__What the exercise asks__: Copy each line that includes the string "then" from the material into your answer.

----- Data -----

PR #2969, opened 2022-09-19
updated question as requested

Ito-Eta:
As requested in the pivotal story, updated one of the study type questions to include new text.

pivotal story:  https://www.pivotaltracker.com/story/show/182204348


db/migrate/20220919141351_change_consent_question_in_study_questions.rb
```diff
@@ -0,0 +1,6 @@
+class ChangeConsentQuestionInStudyQuestions < ActiveRecord::Migration[5.2]
+  def change
+    @stq = StudyTypeQuestion.find(13)
```
amcates: Finding by ID can be dangerous.   I think this might be better suited as a post deploy manual fix but maybe others can chime in

db/schema.rb
```diff
@@ -10,7 +10,7 @@
 #
 # It's strongly recommended that you check this file into your version control system.
 
-ActiveRecord::Schema.define(version: 2022_09_07_153451) do
+ActiveRecord::Schema.define(version: 2022_09_19_141351) do
```
amcates, line 13: Interesting that this changed.  I guess it doesn't cause any issues

amcates (changes requested):

db/migrate/20220919141351_change_consent_question_in_study_questions.rb
Ito-Eta: I just updated the migration, if that helps.  Otherwise, we can go with your idea, if necessary.  I just feel like it does need to be a migration just to make sure that anyone who pulls the code has the most current things in the database since these records are programmatically significant instead of arbitrary data.

amcates (approved):

db/migrate/20220919141351_change_consent_question_in_study_questions.rb
jleonardw9: @Ito-Eta This is great work, but I think I agree with @amcates here in that this should be a rake task instead of a migration. We should only be using migrations for schema changes (the exception here is if you need to move data around as the _result_ of a schema change). If you put a note in the release marker your rake task will get run when production is updated. Me and Sherly have a couple of them in there.

Ito-Eta: Okay.  Updated to rake task, the migration was deleted, and a note was added to the release marker.

jleonardw9 (approved):
Looks great!

PR #4476, opened 2015-06-03
updated MiniPy package info

vim-zz:
fixed github url due to user name change and some package details


vim-zz:
added another package

PR #4482, opened 2015-06-04
Add Smart Region

gbaptista:
Open and search files directly from your source code.

### DIFF
--- a/repository/s.json
+++ b/repository/s.json
@@ -1433,6 +1433,17 @@
 			]
 		},
 		{
+			"name": "Smart Region",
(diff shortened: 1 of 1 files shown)


FichteFoll:
[this](https://github.com/gbaptista/sublime-3-smart-region/blob/6a1ebc59af7928431a061dd6cad6847090b47b62/SmartRegion.py#L34) should be `continue`. `next` is just a built-in function in Python.

gbaptista:
@FichteFoll tks! I will change it. =)

PR #4484, opened 2015-06-05
add scala syntax plugin

gwenzek:
I created a syntax plugin for Scala, using the recent .sublime-syntax format (build 3084).

### DIFF
--- a/repository/s.json
+++ b/repository/s.json
@@ -178,6 +178,17 @@
 			]
 		},
 		{
+			"name": "Scala Syntax",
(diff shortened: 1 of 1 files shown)


FichteFoll:
Variables in sublime-syntax have technically only been added in 3085, but that doesn't really matter.

However, [semantic versions](http://semver.org) consist of exactly three numeric parts.

gwenzek:
Thanks for the feedback.
I renamed the first release to [0.1.0](https://github.com/gwenzek/scalaSublimeSyntax/releases/tag/0.1.0)

PR #4494, opened 2015-06-07
Pull request for Redlime plugin

tosher:
Redlime - Redmine manager plugin for Sublime Text 3

### DIFF
--- a/repository/r.json
+++ b/repository/r.json
@@ -514,7 +514,7 @@
 			"releases": [
 				{
 					"sublime_text": ">=3000",
-					"branch": "master"
+					"tags": true
 				}
 			]
 		},
--- a/repository/r.json
+++ b/repository/r.json
@@ -508,7 +508,7 @@
 			]
 		},
 		{
-			"name": "Redlime - Redmine manager",
+			"name": "Redlime",
 			"details": "https://github.com/tosher/Redlime",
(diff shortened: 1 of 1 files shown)


FichteFoll:

Also, the package name is more to be though of as a unique identifier and not a description of what the package does, thus I suggest to name the package just "Redlime". Your package will still be searchable on https://packagecontrol.io/search/ via "redlime manager" since it's in your repo's description.

tosher:
Without "redmine" in name, it will not be searchable in Sublime text via "Package control/Install package" by "redmine" substring :(
Redlime  - it's only funny name for Sublime/Redmine words, but it's [Redmine](http://redmine.org) manager :)

FichteFoll:
I know that. It's unfortunate that SublimeText does not allow us to have the second line searchable in a quick panel (https://github.com/SublimeTextIssues/Core/issues/688), but we would rather encourage people to use [the website](https://packagecontrol.io/search/) for discovering packages instead of searching within SublimeText itself, since it has numerous advantages. You get a lot more information about a package there compared to within ST, for example the target ST versions, the latest version for each release and when it was released and the readme.

tosher:
Ok, will waiting for quick panel upgrade :) Name was changed to "Redlime".

FichteFoll:
Thanks.

tosher:
Thanks!

PR #4495, opened 2015-06-08
adding AsciiConverter

penginryo:
sorry to push several times before I notice my mistakes...

### DIFF
--- a/repository/a.json
+++ b/repository/a.json
@@ -1084,6 +1084,17 @@
 			]
 		},
 		{
+			"name": "AsciiConverter",
+			"details": "https://github.com/penginryo/AsciiConverterPlugin",
+			"labels": ["ASCII", "binary", "converter", "decimal", "hexadecimal"],
+			"releases": [
+				{
+					"sublime_text": "*",
+					"tags": true
+				}
+			]
+		},
+		{
 			"details": "https://github.com/SublimeText/AsciiDoc",
 			"releases": [
 				{


FichteFoll:
There is also https://packagecontrol.io/packages/hextoASCII, which is very similar but formats hex digits slightly differently.

I propose to add the functionality from that package to your package and then replace that package with yours, since it's more feature rich but has differences in formatting. A few options would probably be a good idea.

@ALLZ, what do you think?

penginryo:
Thank you for replying. It sounds good, however, it seems @ALLZ doesn't working anymore. If he doesn't reply, what should I do?

FichteFoll:
We'll wait for a little bit more. Considering vacations and other stuff, I expect most people to reply within 2 weeks, so 5 more days.

penginryo:
5 days have passed and @ALLZ still doesn't reply to us. What should I do?

FichteFoll:
Actually, the 2 weeks would be counting from the first mention (where he would get an email), not from the submission date of the pull request. That way my bad with the 5 days, so they actually still have another day to replay.

I just sent them a mail (found in readme) that points to this issue and gave them another 7 days. Replacing a package on the list is a serious matter.

In any case, you, @penginryo, can already implement the features from https://github.com/ALLZ/hextoASCII.

ALLZ:
Well, I found and read your mail, @FichteFoll, and still I don't get your problem, guys. If you want to use any functionality from my package, or fork it, or else - it's OK, feel free to do it. I haven't got any time now for support and upgrade it because of, well, different reasons. But I don't think it's important to replace my package since users can choose which one of them to use. You guys just acting like kind of raiders, you know?;)
If you find my package outdated, and **really** want to replace it  - okay, I'll respect your wish, but then you must remove package's entry from the proper .json in Package Cotnrol. Anyway, good luck!

penginryo:
First of all, I want to aplogize to you, @ALLZ, for trying to replace what you created without your consent. Since there are users using your package, and I'm the latter, let's not to replace your package, that's not fair to you and your users. We should think up other solutions regarding this matter, and so far I've got following solutions

1. Placing your package and my package individually.
2. Merging my package into your package and make it single one(I'll send a pull request).
3. Placing decimaltoASCII and binarytoASCII(ones I created) respectively so that your package won't be included.

If you have better ideas, please leave a message. I want to hear from both of you, @ALLZ and @FichteFoll, thanks.

ALLZ:
@penginryo, I don't blame you) At last, this isn't great work that worth fighting for. I haven't got any better solutions than you offered. I think, the way to place your package alongside with mine is good enough.

FichteFoll:

1. If the feature provided is trivial, the user is prompted with different packages all achieving practically the same thing and confused about which they should use.
2. If the difference is trivial, the user is again confused about which they should use, but the package authors or maintainers are also effectively doubling their work (of maintainance). If they worked together on the same package (either by collaborating or by proposing pull requests), the community would be.
3. If one of the authors or maintainers can not keep maintaining his version of a package, it is abandoned. With two or more authors collaborating the chance of this happening is reduced.

There are exceptions to this rule in cases where developers simply can't or don't want to work together due to certain reasons, or the packages themselves are different enough in that they provide different use cases and would attract different users. However, there might also still be the option of combining these kind of packages by including functionality of one in the other.

Either way, there is no definitive objective criteria here.

FichteFoll:
Do you have anything to say regarding my essay on duplicated packages? Imo, adding @penginryo as a contributor to @ALLZ's package sounds like the best plan currently.

Otherwise I'll just merge this in a while because I don't intend to block packages from existing, I just want to redirect people to contribute to existing packages if possible (or convince existing package authors to transfer their repos if they can't or don't maintain it anymore).

penginryo:
I'm totally ok with your opinion, @FichteFoll, but the problem is that if @ALLZ will accept it or not.

PR #4501, opened 2015-06-09
Added VEX package

teared:
Houdini VEX language definition, syntax highlighting and autocompletions for Sublime Text editor.

### DIFF
--- a/repository/v.json
+++ b/repository/v.json
@@ -190,6 +190,16 @@
 			]
 		},
 		{
+			"name": "VEX",
+			"details": "https://github.com/teared/vex",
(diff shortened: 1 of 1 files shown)


FichteFoll:
How does this compare to https://packagecontrol.io/packages/VEX%20Syntax?

teared:
This one is pretty experimental - I'm still working on it and plan to make a plugin with a small set of tools working with whole application, while some people may want only the language definition.

FichteFoll:
Please report back once that is the case.

teared:
I'll create a new request later.

PR #4502, opened 2015-06-09
Adding IntelXDK

likhter:


FichteFoll:
Is there a specific reason why you included ` .no-sublime-package`? If you use relative imports in ST3, such as `from . import XDKCore`, you don't need to mess with `sys.path`.

Also, your latest versioned tag is from march, so you might want to tag a more recent commit as a new release.

likhter:
@FichteFoll, thanks for you response,

``.no-sublime-package`` is presented since there is also file ``xdk_plugin.conf`` and plugin is going to store something there.
``from . import XDKCore`` does not work for ST2 unfortunately.

As soon as this pull request is approved we will add new README.md and new version tag.

FichteFoll:
It is not recommended to store temporary files in the package's directory if that data is supposed to persist across updates of the package. The reason is simply that Package Control removes all files in the package when it's updated. Instead, use the User package. (`os.path.join(sublime.packages_path(), "User", "xdk_plugin.conf")`).

```py
if int(sublime.version()) >= 3000:
    from . import XDKCore
else:
    import XDKCore
```

likhter:
Thanks again. Fixed everything you mentioned: now it's using "User" folder, removed path mess and .no-sublime-package file.

likhter:
Thanks, @FichteFoll

PR #4503, opened 2015-06-09
added LiveReloadMake

alessandro-pezzato:
please add my package "LiveReload Make extension for Sublime Text 3 "

### DIFF
--- a/repository/l.json
+++ b/repository/l.json
@@ -663,6 +663,17 @@
 			]
 		},
 		{
+			"name": "LiveReloadMake",
+			"details": "https://github.com/alessandro-pezzato/LiveReloadMake-sublimetext3",
+			"releases": [
+				{
+					"sublime_text": ">=3000",
+					"platforms": ["osx", "linux"],
+					"tags": true
+				}
+			]
+		},
+		{
 			"name": "LiveScript",
 			"details": "https://github.com/paulmillr/LiveScript.tmbundle",
 			"releases": [


FichteFoll:
You can import a package's plugin code in ST3 via `from LiveReload import LiveReload` (as in `from <packagename> import <modulename>`. That doesn't require you to mess with the path (and maybe doesn't even work if LiveReload is in a .sublime-package archive (I'd need to test that)).

alessandro-pezzato:
Thank you, I've found it in [LiveReload plugin](https://github.com/dz0ny/LiveReload-sublimetext2/blob/devel/LESSPlugin.py). A simple `import LiveReload` is working fine.

FichteFoll:
Ugh, that's totally unnecessary. It's the equivalent of

```py
if int(sublime.version()) < 3000:
    import LiveReload
else:
    from . import LiveReload
```

cc @dz0ny

FichteFoll:
@alessandro-pezzato As a note, your code will likely fail to execute properly if @dz0ny fixes his importing code, since the way he does it currently overrides the internal `sys.modules["LiveReload"]` that is supposed to be the entire package with just the `LiveReload.py` module. Under normal circumstances you would have to use `from LiveReload import LiveReload`. The problem is that the normal code fails here since the overritten LiveReload module does not contain a submedule or attribute named "LiveReload".

Hope this is understandable.

alessandro-pezzato:
This is my first plugin for sublime and I've a little experience with python. So... which is the way? Your snippet isn't working for me (sublimetext 3083), only `import LiveReload` is working.

FichteFoll:
Yes, I noticed that after you mentioned it doesn't work. The reason is that LiveReload uses this method by itself and that interferes with Sublime Text's module management.

I suggest you use 
```py
try:
    import LiveReload
except ImportError:
    from LiveReload import LiveReload
```
to 1) work right now and 2) still work when the issue I mentioned is fixed upstream. Added https://github.com/dz0ny/LiveReload-sublimetext2/pull/111.

alessandro-pezzato:
Ok, just fixed as you suggested, thank you.

FichteFoll:
Ah sorry, I messed up. It should be the other way around since `import LiveReload` will work in any case.

```py
try:
    from LiveReload import LiveReload
except ImportError:
    import LiveReload
```

Merging anyway since it works currently.

PR #4516, opened 2015-06-14
Add package `DocBlockr Python`

adambullmer:


FichteFoll:
https://github.com/KristoforMaynard/SublimeAutoDocstring does this too. It supports different styles, including `'google'`, so I propose looking there first.

Additionally, did you consider adding this to DocBlockr directly? If yes, why didn't you? https://github.com/spadgos/sublime-jsdocs/issues/113

cc @spadgos

adambullmer:
**TL;DR** _Python is so drastically different than C based languages that it would require an almost entirely new plugin, or at the very least a rewrite to the inner workings of jsdocs to make it possible._

I thought about trying to create a new parser to fit in the jsdocss schema, but decided to roll my own to get it up and running first. Python offers a few more features that would require their package to be a little more robust: Keyword arguments, Decorators, Extending Classes, Yielding. It would also require a document parser that will read in both directions of the docstring: above for decorators and module definitions, and below to try and interpret class / module variables, return / yield values. jsdoc determines scope by brackets, as is the convention of the languages it currently supports, but python is an indentation based language, and needs different considerations to determine end of function or class.

I'm not opposed to contributing to jsdocs as it would greatly benefit this project, but I think this plugin needs more time to mature and be more feature complete. Also, a lot of collaborative work from the guys at @spadgos would be needed to rework the basic components they have established to support non C based languages.

I tried AutoDocstring, but I think it isn't quite as feature complete for generating the docstring tempalte as I was hoping this plugin to be, and would definitely prefer the plugin to function more like the jsdocs plugin does.

FichteFoll:
I agree with your reasoning. Maybe @spadgos has something to say about this, too?

>I tried AutoDocstring, but I think it isn't quite as feature complete for generating the docstring tempalte as I was hoping this plugin to be

What prevents you from filing a pull request against AutoDocstring?

>and would definitely prefer the plugin to function more like the jsdocs plugin does.

What do you mean exactly?

FichteFoll:
(submitted too early)

If you can, please try to extend existing packages first before working on your own. There are reasons that would prevent collaborating on a project, but in most cases it's just a combination of laziness or unwillingness to contribute to a non-owned repository. See bottom for copy-pasted reason for preventing duplicates

cc @KristoforMaynard 

---

spadgos:
It's true that it would take a significant effort to get non c-style languages supported in docblockr.

*completely tangential side note: you should consider using non-gendered pronouns when speaking of people of unknown gender (eg: users). Instead of 'he'/'his' just use 'they'/'their'.*

KristoforMaynard:
After a (very) cursory glance at the `DocBlockr Python` plugin, the functionality that I saw that it supplies in addition to those already in `AutoDocstring` are:

1. Inserting a snippet instead of editing the buffer. From a usability perspective I like this approach and think that would be a great feature to merge into AutoDocstring.
2. Extra parsing, such as pulling out the parent class from a class defintion. This seems useful.
3. An alternative (not Google or Numpy) formatting for the docstring.

If there is interest, I would love to discuss pull requests into `AutoDocstring` for these features, and ones that I no doubt missed.

abathur:
@spagdos :+1: for the pronouns aside.

FichteFoll:
I already fixed my template, so thank you for the aside, @spadgos.

Regarding this PR, @adambullmer, please get in contact with @KristoforMaynard and work on the existing plugin to make it the best Python docstring generator Sublime Text has ever seen.

Thus, I'm closing this.

PR #4518, opened 2015-06-15
Enabled Sublime Text 3 support for Snippet Destroyer

twolfson:
While transitioning to ST3, I found a solution to supporting Snippet Destroyer. As a result, I would like to allow installation for Snippet Destroyer in ST3.

Repo: https://github.com/twolfson/sublime-snippet-destroyer

Documentation on ST3: https://github.com/twolfson/sublime-snippet-destroyer/tree/0.1.1#sublime-text-3-setup

In this PR:

- Enabled all Sublime Text versions for Snippet Destroyer

### DIFF
--- a/repository/s.json
+++ b/repository/s.json
@@ -1558,7 +1558,7 @@
 			"labels": ["snippet", "delete", "destroy"],
 			"releases": [
 				{
-					"sublime_text": "<3000",
+					"sublime_text": "*",
 					"tags": true
 				}
 			]


FichteFoll:
FWIW, there are ways to "destroy" snippets in ST3 without having to extract all packages. See http://docs.sublimetext.info/en/latest/extensibility/packages.html#customizing-or-overriding-packages.

Basically, you'll want to use `sublime.find_resources()` to spot snippet files and then create empty files of the same names in the Packages dir to override them.

twolfson:
Ah, that is a better approach. I will definitely keep it in mind. Thanks =)

twolfson:
As a heads up, I eventually took on the override approach. It was a little more finnicky than desired (e.g. Sublime Text 2 needs to a snippet in a `.sublime-snippet` so we must unlink still, Sublime Text 3 requires something plist-esque in a `.tmSnippet` file although no snippet required) but it worked.

Thanks for the advice :+1:

FichteFoll:
Thanks for the info in edit. I'll make sure to add this to the [unofficial docs](http://docs.sublimetext.info).

PR #4519, opened 2015-06-15
Add PHP-Codebeautifier

Ennosuke:
Add the possibility to use phpcbf from within Sublime Text.

I know there is another beautifier for PHP but it's only for ST3 and the used beautifier has stalled development.


FichteFoll:
Since this package uses a different external beautufier, it's legit.

PR #4882, opened 2015-10-09
Add new 'PHP comment Wrap' package

canufeelit:


FichteFoll:
Your `.no-sublime-package` file is not needed, please remove it.

Also, you can directly provide arguments to the `insert_snippet` command without going through a snippet file.

canufeelit:
Hi @FichteFoll,

First, thanks for the tips.

I've fixed the versions and removed the `.no-sublime-package` file.
Also, I've ended up rewriting the plug-in in python, so it will be easy adding more options this way.

Looking forward to your comment on this.

Regards

FichteFoll:
Your currently pushed tag is still named `v1.0`, which is not a semantic version since those exist of exatly 3 numeric parts.

In your `messages.json` you define a key for `v1.0.0`, however Package Control will look for the unprefixed `1.0.0` version here. It won't matter because nobody will be able to upgrade to 1.0.0 anyway (it's the earliest version), but for future versions it might.

canufeelit:
It should be fixed now. Corrected the `messages.json` and pushed the `1.0.0` tag.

-----

__Answer to this task__:
I propose to add the functionality from that package to your package and then replace that package with yours, since it's more feature rich but has differences in formatting. A few options would probably be a good idea.
If you find my package outdated, and **really** want to replace it  - okay, I'll respect your wish, but then you must remove package's entry from the proper .json in Package Cotnrol. Anyway, good luck!
Basically, you'll want to use `sublime.find_resources()` to spot snippet files and then create empty files of the same names in the Packages dir to override them.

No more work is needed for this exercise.